Find every line below that contains the word "found" and copy it out.

Stored data:
★ ★ ★ ★ ★ ★ ★

PR #4818, opened 2026-07-06
fix(runtime): guard web_fetch signature against None URL

### LINKED ISSUE #4799: Bug: External lookup signature creates false entry for None URLs — blocks subsequent fetches
## Summary

In `external_lookup_signature()`, when `arguments.get("url")` returns `None`, the expression `str(None or "")` evaluates to `"None"`, which is truthy. This creates a cache signature `"web_fetch:none"` — a nonsensical entry that can block subsequent real URL fetches.

## Affected Code

- `nanobot/utils/runtime.py:91-103` — `url = str(arguments.get("url") or "").strip()`

## Suggested Fix

Guard with `isinstance` check:
```python
url = arguments.get("url")
if isinstance(url, str) and url.strip():
    return f"web_fetch:{url.strip().lower()}"
return None
```

axelray-dev:
`external_lookup_signature()` used `str(arguments.get("url") or "")` which evaluates `str(None)` to the string `"None"`. This created a spurious `web_fetch:none` cache signature when the URL argument was `None`.

The false signature could then consume the repeated-external-lookup throttle budget, blocking subsequent real URL fetches.

Fix: use `isinstance(url, str)` guard so that `None` URLs produce no signature and leave throttle counts untouched. Also tightened the returned URL to use `url.strip().lower()`.

Closes #4799

### DIFF
--- a/tests/utils/test_external_lookup_throttle.py
+++ b/tests/utils/test_external_lookup_throttle.py
@@ -1,0 +1,21 @@
+"""Tests for repeated external lookup throttling."""
+
+from __future__ import annotations
+
+from nanobot.utils.runtime import (
+    external_lookup_signature,
+    repeated_external_lookup_error,
+)
+
+
+def test_web_fetch_none_url_has_no_signature_and_does_not_affect_real_url():
+    counts: dict[str, int] = {}
+
+    assert external_lookup_signature("web_fetch", {"url": None}) is None
+    assert repeated_external_lookup_error("web_fetch", {"url": None}, counts) is None
+    assert counts == {}
+
+    real_url = {"url": "https://example.com/page"}
+    assert external_lookup_signature("web_fetch", real_url) == "web_fetch:https://example.com/page"
+    assert repeated_external_lookup_error("web_fetch", real_url, counts) is None
+    assert counts == {"web_fetch:https://example.com/page": 1}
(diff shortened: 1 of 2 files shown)


tests/utils/test_external_lookup_throttle.py
```diff
@@ -0,0 +1,21 @@
...
+from nanobot.utils.runtime import (
+    external_lookup_signature,
+    repeated_external_lookup_error,
+)
+
+
+def test_web_fetch_none_url_has_no_signature_and_does_not_affect_real_url():
+    counts: dict[str, int] = {}
+
+    assert external_lookup_signature("web_fetch", {"url": None}) is None
```
chengyongru, line 14: Could you update this regression to cover a case that actually fails on `main`, or adjust the PR/issue premise? The previous implementation was `str(arguments.get("url") or "").strip()`, so when `url` is `None`, `None or ""` becomes `""`, not `"None"`; `external_lookup_signature("web_fetch", {"url": None})` already returned `None`. As written, this test passes before the runtime change, and the implementation change only affects truthy non-string URL values such as `123`, not the `None` case described here.

chengyongru (commented):

I found one issue with the regression test/bug premise: the new test does not fail on the base implementation, so the PR does not demonstrate the claimed `None`-URL throttle bug.

axelray-dev:
I was wrong about this one, turns out `str(arguments.get(url) or ).strip()` already handles `None` fine (the expression resolves to `` and the guard returns None). The test I added passes on main, so there's no bug here. Sorry for the noise, closing.

PR #4819, opened 2026-07-06
fix(memory): replace WeakValueDictionary with plain dict for consolidation locks

### LINKED ISSUE #4789: Bug: WeakValueDictionary for asyncio.Lock in Consolidator — GC can break mutual exclusion
## Summary

`Consolidator` stores per-session `asyncio.Lock` objects in a `weakref.WeakValueDictionary`. If no strong references to a Lock exist when GC runs, the Lock can be collected. A subsequent `get_lock()` call for the same session key creates a **new** Lock instance. Two concurrent consolidation operations then hold different locks for the same session, breaking mutual exclusion. This can interleave writes to the session JSONL file, corrupting `last_consolidated` and session messages.

## Affected Code

- `nanobot/agent/memory.py:705-706` — `self._locks: weakref.WeakValueDictionary[str, asyncio.Lock]`
- `nanobot/agent/memory.py:709` — `self._locks.setdefault(session_key, asyncio.Lock())`

## Suggested Fix

Replace `WeakValueDictionary` with a plain `dict[str, asyncio.Lock]`. The number of session keys is bounded by session count, so the memory concern is negligible. Locks should only be cleaned up when the session itself is evicted.

axelray-dev:
## Summary

Keep each per-session consolidation lock strongly referenced by the `Consolidator` so its identity remains stable across idle garbage-collection cycles.

## Changes

- Store consolidation locks in a regular `dict[str, asyncio.Lock]` instead of a `WeakValueDictionary`.
- Keep the regression test focused on the lock-lifetime guarantee. Active consolidation already retains the lock locally while it is held.

## Verification

```text
python -m pytest -q tests/agent/test_consolidator.py -k "get_lock_persists_lock_reference or acquires_consolidation_lock"
2 passed
```

No public API changes.

Closes #4789

### DIFF
--- a/tests/agent/test_consolidator.py
+++ b/tests/agent/test_consolidator.py
@@ -76,8 +76,8 @@ def _tool_round(call_id: str) -> list[dict]:
     ]
 
 
-def test_get_lock_keeps_same_lock_after_gc(consolidator):
-    """Per-session locks must stay strongly referenced by the consolidator."""
+def test_get_lock_persists_lock_reference(consolidator):
+    """Per-session locks persist across GC cycles so the same lock is always returned for a given session key."""
     lock = consolidator.get_lock("cli:lock")
     lock_ref = weakref.ref(lock)
     assert consolidator.get_lock("cli:lock") is lock
--- a/tests/agent/test_consolidator.py
+++ b/tests/agent/test_consolidator.py
@@ -1,5 +1,7 @@
 """Tests for the lightweight Consolidator — append-only to HISTORY.md."""
 
+import gc
+import weakref
 from dataclasses import replace
 from unittest.mock import AsyncMock, MagicMock
 
@@ -72,6 +74,18 @@ def _tool_round(call_id: str) -> list[dict]:
         },
         {"role": "tool", "tool_call_id": call_id, "name": "x", "content": "ok"},
     ]
+
+
+def test_get_lock_keeps_same_lock_after_gc(consolidator):
+    """Per-session locks must stay strongly referenced by the consolidator."""
+    lock = consolidator.get_lock("cli:lock")
+    lock_ref = weakref.ref(lock)
+    assert consolidator.get_lock("cli:lock") is lock
+
+    del lock
+    gc.collect()
+
+    assert consolidator.get_lock("cli:lock") is lock_ref()
 
 
 class TestConsolidatorSummarize:
--- a/nanobot/agent/memory.py
+++ b/nanobot/agent/memory.py
@@ -7,7 +7,6 @@ import json
 import os
 import re
 import threading
-import weakref
 from contextlib import suppress
 from datetime import datetime
 from pathlib import Path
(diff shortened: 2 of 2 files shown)


tests/agent/test_consolidator.py
```diff
@@ -61,6 +63,18 @@ def _tool_round(call_id: str) -> list[dict]:
...
+def test_get_lock_keeps_same_lock_after_gc(consolidator):
+    """Per-session locks must stay strongly referenced by the consolidator."""
+    lock = consolidator.get_lock("cli:lock")
+    lock_ref = weakref.ref(lock)
+    assert consolidator.get_lock("cli:lock") is lock
+
+    del lock
+    gc.collect()
+
+    assert consolidator.get_lock("cli:lock") is lock_ref()
```
chengyongru, line 88: Could you add a concurrent regression that fails on `main`, or adjust the premise here? The current callers do `lock = self.get_lock(session.key)` followed by `async with lock`, so the running task keeps a strong local reference for the whole critical section; a waiter also keeps its local reference while awaiting the same lock. Once this test deletes the only local reference, there is no active holder or waiter left for mutual exclusion to protect, so recreating the lock later does not allow two concurrent consolidations to proceed. As written, the test proves stronger cache retention, not the concurrency/data-corruption failure described in the PR.

chengyongru (commented):

I found one issue with the regression/premise: the test enforces lock persistence after no caller holds it, but the current consolidation paths keep a strong local reference while mutual exclusion matters.

axelray-dev:
I rechecked the requested change against the current call sites. Each consolidation path keeps the lock returned by get_lock() in a local variable through async with, and the existing test_acquires_consolidation_lock test already verifies mutual exclusion while an operation is active. The added test therefore covers a stronger lifecycle guarantee: the per-session lock remains available after an idle GC cycle. I did not add a synthetic concurrent-corruption test because the current implementation does not reproduce that failure once callers hold their local lock references. Please let me know whether you would prefer this hardening change to remain or to drop it in favor of a separately reproducible concurrency issue.

axelray-dev:
Verified the current scope against the reviewer feedback. The latest test documents lock lifetime across an idle GC cycle, while 	est_acquires_consolidation_lock covers mutual exclusion while consolidation is active. VPS validation: 2 passed for the two lock-focused tests. No synthetic concurrency test was added because the current call sites already retain the lock during the active operation.

axelray-dev:
I rechecked the current head against the review note. The PR now states the narrower guarantee being tested: the per-session lock remains strongly referenced by the consolidator across idle GC cycles; active consolidation already retains its local lock reference while it is held or awaited. On the VPS, the focused consolidator tests pass: 2 passed, 39 deselected. No code change was needed beyond the existing regular-dict fix and clarified premise.

axelray-dev:
Updated the branch against the current main base and carried the lock-lifetime fix through the current Memory checkpoint refactor.

Verification on the merged branch:
- uv run pytest -q tests/agent/test_consolidator.py -k get_lock_persists_lock_reference
- 2 passed, 64 deselected

The per-session lock is now held by a normal dictionary, so it remains shared after the caller releases its reference. Please re-review the updated head.

axelray-dev:
The refreshed GitHub Actions run is now green on the updated head, including Python 3.11, Python 3.14, Windows compatibility, coverage, and Docker checks. The branch is mergeable; it only needs the normal maintainer review.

★ ★ ★ ★ ★ ★ ★

- [RESULT FOR THIS EXERCISE]:
I found one issue with the regression test/bug premise: the new test does not fail on the base implementation, so the PR does not demonstrate the claimed `None`-URL throttle bug.
I found one issue with the regression/premise: the test enforces lock persistence after no caller holds it, but the current consolidation paths keep a strong local reference while mutual exclusion matters.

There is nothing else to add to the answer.